= What you are asked to do =
Reproduce exactly the lines that run from the start of the records below to the line with "docker-compose 1.25.0 has", inclusive.
◆ ◆ ◆ ◆ ◆ ◆ ◆
PR #655, opened 2019-12-06
Revert "bump docker and docker compose versions"

pda:
Partially reverts buildkite/elastic-ci-stack-for-aws#654

docker-compose 1.25.0 has a regression preventing https://github.com/buildkite-plugins/docker-compose-buildkite-plugin from using an image pre-built in a previous build step. This would cause much longer build times, and in some cases build failures if the later step is unable to build the image itself (e.g. if the Dockerfile is BuildKit-specific but the step building it doesn't support that).

See: https://github.com/docker/compose/pull/7039 and other issues linked from there.

### DIFF
--- a/README.md
+++ b/README.md
@@ -109,7 +109,7 @@ If you really want to store your secrets unencrypted, you can disable it entirel
 
 * [Amazon Linux 2 LTS](https://aws.amazon.com/amazon-linux-2/)
 * [Buildkite Agent v3.16.0](https://buildkite.com/docs/agent)
-* [Docker 19.03.2](https://www.docker.com)
+* [Docker 19.03.5](https://www.docker.com)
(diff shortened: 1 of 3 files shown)


sj26:
Do we need to revert docker as well, could we just revert compose? Or are they tightly coupled?

pda:
Hmm good point. I don't  think they're coupled.

The other option is we could bump elastic-stack master to docker-compose 1.25.1-rc1,  but perhaps it's better to stay on stable 1.24.1

sj26:
Yeah I reckon leave docker bumped, but revert docker-compose until 1.25.1 proper is released.

pda:
This is now a partial-revert PR, just getting docker-compose back down to 1.24.1

sj26:
🙌

PR #659, opened 2019-12-22
POC: Add nvidia-docker

donbobka:
Just a Proof of Concept. 

Things to improve:
- Probably it's better to create separate AMI with nvidia-docker. 
- Make configurable default runtime (current PR makes `nvidia` as default runtime)


sj26:
Very interesting! But I'm sorry we can't accept this into the default stack. Please feel free to run this and create your own AMIs for use in your stacks. :-)

PR #664, opened 2020-02-05
README.md: Fix invalid IAM policy

KevinGrandon:
I received an invalid JSON error when using the example. Slightly better developer experience for folks using this snippet if we update it.


pda:
Thanks @KevinGrandon :+1:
◆ ◆ ◆ ◆ ◆ ◆ ◆
= Answer for this exercise =
PR #655, opened 2019-12-06
Revert "bump docker and docker compose versions"

pda:
Partially reverts buildkite/elastic-ci-stack-for-aws#654

docker-compose 1.25.0 has a regression preventing https://github.com/buildkite-plugins/docker-compose-buildkite-plugin from using an image pre-built in a previous build step. This would cause much longer build times, and in some cases build failures if the later step is unable to build the image itself (e.g. if the Dockerfile is BuildKit-specific but the step building it doesn't support that).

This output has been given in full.